What a great place to do a sanity check. OK, thanks for the advice everyone! 

21 years ago I bought a 2 family house, in the two-bedroom unit of stairs if a woman lived there with her children, she brought her boyfriend there who is dealing drugs with tons of traffic coming in and out at all hours, I didn't want to go through an eviction as it would take a long time to have it and very difficult to prove that he lives there and is dealing drugs, I painted the entire house neon yellow and within two weeks they moved out, he put concrete in the toilet before , I spent an hour before I realized that this toilet had something more than just being clogged, I pulled a toilet out and broke it on the sidewalk and saw concrete inside, the building is still neon yellow till this day the address is 108 North 5th Avenue Long Branch New Jersey, look at it on Google Maps lots of laughs it worked.

This was my first Section 8 house, I specifically counted on the $1,400 a month positive cash flow never knew about the market riding high and appreciating in value, in four years the market ran high, I paid $67,000 for the house and in 2003 I sold it for asking price of $229,000 

Originally posted by @Stephen A Binion :

@Robert Goldman


This was my first Section 8 house, I specifically counted on the $1,400 a month positive cash flow never knew about the market riding high and appreciating in value, in four years the market ran high, I paid $67,000 for the house and in 2003 I sold it for asking price of $229,000


Honestly, I stopped caring when you said 'not to be a jerk' and 'they were an ideal tenant, clean, paid on time' because I assumed you were going to try to squeak out a few more dollars from them.  Which indeed was the OP.

This falls completely on you and is unfair to the tenant.  This is the type of thought process that gives landlords a bad rep.  Plus it is going to be incredibly tough since it was Section 8.

Chalk this up as a win having a great Section 8 tenant and move on.  Don't be greedy.

The yellow on the house at 

108 North 5th Avenue Long Branch New Jersey,

doesn't look bad at all. I think that painting it Neon yellow to fix your problem was a brilliant idea.

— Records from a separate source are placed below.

PR #333, opened 2018-10-09
gpu-mm branch into development.

kngott:
This is the first attempt to merge the gpu-mm branch into the current development+gpu branch. The overall intention: ensure CPU functionality doesn't degrade and Castro functionality doesn't break, but add the additional tools and functionality that has been developed in the branch.

This branch doesn't work with Cuda version 9.2, as the --expt-relaxed-constexpr --expt-extended-lambda flags are explicitly turned off by the compiler in Cuda 9.2.

Comparison of Castro GPU Regression test, Sedov:
--------------
After converting Castro to the same lambda method found in gpu-merge-test (found in Castro gpu-merge-test2), the branches have nearly identical results as the development branches for large box sizes (gpu-merge-test ~1.5% faster at 128). For smaller box sizes, gpu-merge-test branches show substantial improvement (~30% speedup).

Castro development + amrex gpu-merge-test shows a slow down overall (60% slow down for large box sizes, 6% for small boxes) however the overall conversion is simple, and the difference is negligible at smaller box sizes. (The current theory: this is due to the differences in managed and non-managed object metadata between the two branches.)

Numbers:
............
CUDA initialized with 1 GPU per MPI rank
MPI initialized with 4 MPI processes

amr.n_cell           =  256 256 256
amr.max_grid_size   = 128

............

Castro development + AMReX development
Run time = 25.26208159
Run time without initialization = 12.80058071
Average number of zones advanced per microsecond: 13.107

Castro development + AMReX gpu-merge-test
Run time = 33.51515886
Run time without initialization = 20.95590505
Average number of zones advanced per microsecond: 8.006

Castro gpu-merge-test + AMReX gpu-merge-test
Run time = 25.08297292
Run time without initialization = 12.59683173
Average number of zones advanced per microsecond: 13.319

............
amr.n_cell           =  256 256 256
amr.max_grid_size   = 32

Castro development + AMReX development
Run time = 57.04528955
Run time without initialization = 43.15197161
Average number of zones advanced per microsecond: 3.888

Castro development + AMReX gpu-merge-test
Run time = 59.24962566
Run time without initialization = 45.94612525
Average number of zones advanced per microsecond: 3.651

Castro gpu-merge-test + AMReX gpu-merge-test
Run time = 48.55417838
Run time without initialization = 35.57122984
Average number of zones advanced per microsecond: 4.717

Change Details:
--------------
`AMReX_CudaQualifiers.H` contains some macros for marking functions \_\_host__, \_\_device__ and \_\_global__.

`AMReX_CudaLaunch.H` contains some function templates for kernel launching and some helper functions.

A new class template `CudaArray` is introduced.  For non-GPU build, this is an alias to `std::array`.  For GPU build (i.e., `USE_CUDA=TRUE`), `std::array` is not supported by CUDA.  Our `CudaArray` is a very simple array class that can be used for GPU code.  Macros in `AMReX_ArrayLim.H` using `std::array` have been changed to use `CudaArray`.  This allows us to use these dimension agnostic macros in GPU code. Additional std::array functions can be also added as needed.

In `AMReX_CudaAllocators.H`, some aliases have been added so that it can be included and used when not using CUDA.

A new class `Managed` is introduced providing `operator new` and `delete` that allocate/deallocate managed memory.

`amrex::Abort`, `Assert`, `Error`, and `Warning` have been modified so that they can be called from \_\_host__ and \_\_device__.

Many functions in `IndexType`, `IntVect`, `Orientation`, `OrientationIter`, and `Box` have been marked host and device.  If we need to pass these objects to kernels, we pass them by value.

`Geometry` class with static data is not CUDA friendly.  We add a new member function `data` that returns a POD `GeometryData` by value. This will allow us pass the data we need from `Geometry` to GPU kernels by value.

`BaseFab` now inherits the `Managed` class so that objects created with `new` have their meta-data in managed memory.  The data in `BaseFab` is allocated with `The_Arena()` (unless on device already) in managed memory when `USE_CUDA=TRUE`.  A lot of `BaseFab` functions are marked \_\_host__ and \_\_device___.  Many functions have specialization for the `Real` type if both `USE_CUDA=TRUE` and `USE_GPU_PRAGMA=TRUE` and `AMREX_USE_BASEFAB_CPP` macro is not defined.   The functions containing `pragma gpu` are processed by `write_cuda_headers.py`.  By default `USE_GPU_PRAGMA` is false and `AMREX_USE_BASEFAB_CPP` is undefined.  Thus by default the C++ template versions without pragmas are used.  

The `write_cuda_headers.py` script is modified so that these BaseFab functions can be used as device functions. 

We have modified the way `the_FA_arena` is initialized to avoid file scope static variable initialization issue.  More specifically, this guarantees the `FabArrayBase::use_cuda_aware_mpi` parameter is initialized before the arena is created.

`MFIter.H` has a new function `TilingIfNotGPU` that return true if not in launching region and false otherwise.  Currently, when `USE_CUDA=TRUE` and `USE_GPU_PRAGMA=TRUE`, tiling is effectively turned off because of the default tile size set in `AMReX_FabArrayBase.cpp`.   But by default (i.e., `USE_GPU_PRAGMA=FALSE`), the tile size is not changed.  Tiling can be turned off by using `TilingIfNotGPU`.

Currently in `development` branch, by default, if GPU codes are available, they will be used.  This is controlled by a boolean flag in `Device` class.  One can use functions in `Device` class to toggle the flag.  Here we have added a `ParmParse` parameter `device.in_launch_region` to change the default.

In this branch, the new kernel launch approach has been applied wherever needed for Castro's GPU regression test. However, the strategy is essentially the same as `#pragma gpu`.  In `AMReX_FabArrayCommI.H`, it is used to do copying data from Fab to Fab, and between Fab and buffer.  It is also used in some functions in `AMReX_MultiFab.cpp`.

Made a slightly modified version of particle_threads_and_blocks, n_particle_threads_and_blocks, that returns dim3 and slightly improves the robustness of the calculation. More can be done in the future.

Numerous Tutorials have been added to Tutorials/GPU to show how different varieties of these changes could be implemented.


WeiqunZhang:
For max_grid_size=32, the difference is not due to # of blocks and threads.  I tested AMReX gpu-merge-test and Castro-merge-test with a change in AMReX that made all kernels use the same threading strategy as development (Device::grid_stride_threads_and_blocks plus tri-nested loops).  The results are
```
Run time = 50.16782409
Run time without initialization = 37.15213844

  Average number of zones advanced per microsecond: 4.516
```

maxpkatz:
For whatever reason one of the things I found when I made the change to use grid-strided loops rather than one thread for every zone is that it resulted in a significant slowdown. This is something I had been intending to fix eventually by generalizing #pragma gpu to accept a box as an argument so that it could launch the thread-per-zone model in addition to the strided loop.

atmyers:
I have tested this with WarpX and everything is working smoothly. I think it is ready to merge. 

By my count, there are now four (!) versions of the Electromagnetic PIC tutorial that replicate a lot of code. Given that these aren't working at the moment, could you remove them from this PR and stash them on another branch? I'd like to fix the existing Tutorial and merge your lambda function version into it in a way that minimizes code duplication, but now that WarpX itself is (partially) running on GPUs, fixing the Tutorial hasn't been a high priority task. This way, it wouldn't hold up merging this PR, which I think is ready to go.

WeiqunZhang:
This past weekend, I ran regression tests on AMReX, Castro, IAMR and Nyx using this branch with USE_CUDA=FALSE.  All tests passed.

WeiqunZhang:
For consistence, I made Castro gpu-merge-test branch for working together with AMReX gpu-merge-test branch.

asalmgren:
Shall I try the mfix regression tests with the gpu-merge-test branch?

WeiqunZhang:
Yes, that would be great.

PR #339, opened 2018-10-13
Sensei insitu development

burlen:
@asalmgren This branch integrates the SENSEI in situ framework into AMReX. I tested it using the AmrLevel and AmrCore Advection SingleVortex tutorials and with IAMR. There is draft of documentation in the Visualization section of the sphinx docs.


drummerdoc:
Burlen, the GNUmakefile.in in the root folder is missing an endif before the `ifeq ($(USE_SENSEI_INSITU),TRUE)` line, and this is breaking the tests.  If you fix that, the pull request should automatically update and we can try again.

burlen:
Ah, I know what happened , recently I've been testing using the tutorials and iamr,  I hadn't tested building amrex as a library since rebasing from the development branch. I think that missing endif came about after rebase. it should be fixed now.

drummerdoc:
Approving this PR.  Note that there is/will be similar capabilities through Ascent.  For now it seems that any duplication here is fine.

@Robert Goldman - We didn’t intend this to be so bright.  Sherwin Williams has a limited selection for exterior yellow options, and we didn’t realize that when we sent our contractor for paint.  It has been this color for years now though, and it has grown on us.  

When I painted the house back in 1998, it was the brightest neon yellow color the Home Depot had in it's color chart that could be made, side note, one day as I was outside the house a couple of detectives in an unmarked car came by and stopped to talk with me "the white guy in the hood"and after talking to me for a few minutes and finding out why I painted the house neon yellow, told me that this house somehow was used in a New Jersey landmark drug case, it never ceases to amaze me what I run across.

Based on the road the tenants relationship was headed down from the sounds of it, I think you are fortunate things did not blow up any further and they are out of your apartment.